Pan (the map display)
The function of shifting, or scrolling, a map image relative to the display window without changing the viewing scale. Panning a map can also be thought of as moving the map image in any direction across the surface of the display window so you can see the different regions of a map.
Points
A type of geometry that represents discrete locations of geographic features, such as well locations, telephone poles, and stream gauges.
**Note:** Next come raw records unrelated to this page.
PR #381, opened 2018-01-16
Fix error when creating context in "sealed" mode at ES6 level.

gbrail:
Fix Symbol initialization so that "sealed" initialization works with ES6 language level.


gbrail:
Fixed this one in a different PR.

Points contain a single set of x,y coordinates and a spatial reference, and they are often expressed in longitude (x) and latitude (y) values. They can also have an optional z-value for elevation and an m-value for linear referencing. Points can also represent address locations, GPS coordinates, or mountain peaks.
Polygons/areas
Geometric enclosed areas (many-sided figures) that represent the shape and location of homogeneous features such as states, counties, parcels, and land-use zones. Polygons are often called areas. Each polygon is composed of a series of x,y coordinates, or points, and a spatial reference, as well as an optional z-value that defines each x,y coordinate's elevation and an m-value for linear referencing. These define the precise location (latitude and longitude of the polygon's boundary).
Web map
A digital map file that contains a map's layers, styles, and related data. You can search for a web map in ArcGIS and add it to a map. When a web map is added to a map, the individual layers in the web map become layers in the map.